When he didn’t continue for a while, I scoffed. “Well, what is it? Unless you somehow caused my brother’s death, I can’t imagine anything that would make me not want to be with you anymore. And seeing how they slid off the road, I’m positive you didn’t.”

“I didn’t kill your brother, Indy.”

“Then just tell me, Kier!”

“I killed someone else!” he shouted, and then grabbed at his hair, turning to look at the bedroom door before dropping his elbows to his knees—his hands still firmly gripping his thick black hair.

I was frozen. I couldn’t move, couldn’t breathe, couldn’t blink. That—that couldn’t be right. I must have misheard him. Because the Kier I’d come to know wasn’t a—I couldn’t even think it. Not because it was too terrifying a thought, but because it didn’t fit what I knew of him at all.

“What?” I finally choked out. “You—no.”

When Kier looked back up at me, his eyes were glassy and tortured. “I didn’t pull the trigger, but I made him do it.”

The fistlike vise that had been tightening on my chest slowly started letting up, and I blew out a deep breath. “What do you mean?”

“A guy from my school committed suicide because of me.”

My heart sank. “Kier, no. No, I don’t know what happened, but you can’t think that—”

“Indy, it was in his note. I was the reason he did it. Cops questioned me, they showed me the note, his parents—fuck, his dad put me in the hospital when I walked out of the police station that day.”

“But it was his decision—”

“Stop.” He raked his hands down his face and leaned forward, only to sit back in the chair again. “You know how you always told me that I was quiet? That I don’t talk?” When I nodded, he asked, “Did you think it was because I was shy, or . . .”

I shrugged. “No, you didn’t seem shy, just like you didn’t want to talk. Like what everyone was doing was bothering you in a way.”
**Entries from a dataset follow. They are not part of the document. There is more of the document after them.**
PR #2578, opened 2026-09-07
Added a feature test to auto enable/disable CPPHTTPLIB_USE_NON_BLOCKI…

TobiasWallner:
## Summary

Add CMake feature detection for `CPPHTTPLIB_USE_NON_BLOCKING_GETADDRINFO` on Windows.

When `HTTPLIB_USE_NON_BLOCKING_GETADDRINFO` is enabled, CMake now checks whether `GetAddrInfoExCancel` is available before exporting `CPPHTTPLIB_USE_NON_BLOCKING_GETADDRINFO` through the `httplib::httplib` target. If the symbol is not available, the non-blocking getaddrinfo support is disabled automatically.

## Motivation

Some Windows machines/toolchains do not provide `GetAddrInfoExCancel`, which causes downstream projects using cpp-httplib via CMake to fail compilation when `CPPHTTPLIB_USE_NON_BLOCKING_GETADDRINFO` is exported unconditionally.

Previously, consumers had to work around this by manually removing the interface compile definition from `httplib::httplib`. With this change, cpp-httplib configures itself correctly out of the box.

## Testing

Verified on a Windows machine where `GetAddrInfoExCancel` is unavailable:

- CMake reports `GetAddrInfoExCancel - not found`
- `HTTPLIB_IS_USING_NON_BLOCKING_GETADDRINFO` is set to `FALSE`
- `CPPHTTPLIB_USE_NON_BLOCKING_GETADDRINFO` is not present on the consumer compile line
- compiled-library mode builds successfully

### DIFF
--- a/CMakeLists.txt
+++ b/CMakeLists.txt
@@ -15,7 +15,7 @@
 	* HTTPLIB_REQUIRE_BROTLI (default off)
 	* HTTPLIB_REQUIRE_ZSTD (default off)
 	* HTTPLIB_DISABLE_MACOSX_AUTOMATIC_ROOT_CERTIFICATES (default off)
-	* HTTPLIB_USE_NON_BLOCKING_GETADDRINFO (default on)
+	* HTTPLIB_USE_NON_BLOCKING_GETADDRINFO (default on when supported)
 	* HTTPLIB_COMPILE (default off)
 	* HTTPLIB_INSTALL (default on)
 	* HTTPLIB_SHARED (default off) builds as a shared library (if HTTPLIB_COMPILE is ON)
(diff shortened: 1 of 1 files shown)


yhirose:
@sum01 @jimmy-park @Tachi107 this PR looks good to me. Could you please take a look at it?

yhirose:
@TobiasWallner could you take a look at the CI failures of `test / windows with SSL` and `test /windows without SSL`? (You don't need to worry about other failures.)

CMakeLists.txt
```diff
@@ -181,6 +181,20 @@ if(HTTPLIB_DISABLE_MACOSX_AUTOMATIC_ROOT_CERTIFICATES)
...
+
+	set(_httplib_cmake_required_definitions ${CMAKE_REQUIRED_DEFINITIONS})
+	list(APPEND CMAKE_REQUIRED_DEFINITIONS -D_WIN32_WINNT=0x0A00)
+	check_cxx_symbol_exists(GetAddrInfoExCancel "winsock2.h;ws2tcpip.h" HTTPLIB_HAVE_GETADDRINFOEXCANCEL)
+	set(CMAKE_REQUIRED_DEFINITIONS ${_httplib_cmake_required_definitions})
+	unset(_httplib_cmake_required_definitions)
+
+	if(NOT HTTPLIB_HAVE_GETADDRINFOEXCANCEL)
+		set(HTTPLIB_IS_USING_NON_BLOCKING_GETADDRINFO FALSE)
+		message(STATUS "GetAddrInfoExCancel is unavailable; disabling non-blocking getaddrinfo.")
```
sum01, line 195: Wouldn't it probably be better to use either `WARNING` or even `FATAL_ERROR` here?

I'm not sure what people would prefer personally, but having the build stop makes some sense to me, as it's an explicitly enabled option that will not work/be supported.

TobiasWallner: Good point, i would use a warning, because the user might still want to compile it and provide the function by itself or link something that cmake does not see at this point.

yhirose:
@TobiasWallner,  since the master branch has progressed quite a bit, please run `rebase master`.

TobiasWallner:
yes, sry i will, i just had not had the time and head for it lately

yhirose:
@TobiasWallner could you please remove things unrelated to CMake such as https://github.com/yhirose/cpp-httplib/pull/2578/changes/b29d191d28ca054eb34745dcce676c9f88c4fd0b?

TobiasWallner:
> @TobiasWallner could you please remove things unrelated to CMake such as [b29d191](https://github.com/yhirose/cpp-httplib/commit/b29d191d28ca054eb34745dcce676c9f88c4fd0b)?

Sry, sure done

CMakeLists.txt
TobiasWallner: > Wouldn't it probably be better to use either `WARNING` or even `FATAL_ERROR` here?
> 
> I'm not sure what people would prefer personally, but having the build stop makes some sense to me, as it's an explicitly enabled option that will not work/be supported.

Changed it to a warning

TobiasWallner:
> @TobiasWallner could you take a look at the CI failures of `test / windows with SSL` and `test /windows without SSL`? (You don't need to worry about other failures.)

https://github.com/yhirose/cpp-httplib/pull/2578/commits/522b60ac3cf87fb8fe28703cf800a6ec8014e977

Lets see if this correctly addresses that, I cannot reproduce the failure on my local machine, lets see what happens in CI.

He huffed and shook his head. “I was popular in high school. I was the quarterback of our football team. I was dating the hottest girl in school. My parents gave me anything I wanted and were never home anyway—so my house was always the party house. I don’t think anyone ever liked me. They liked what I was . . . if that makes sense. Rich, cocky, varsity QB . . . the whole bit. Everything back then was a label—it was dumb. But I was such a dick back then I wouldn’t even have liked me.”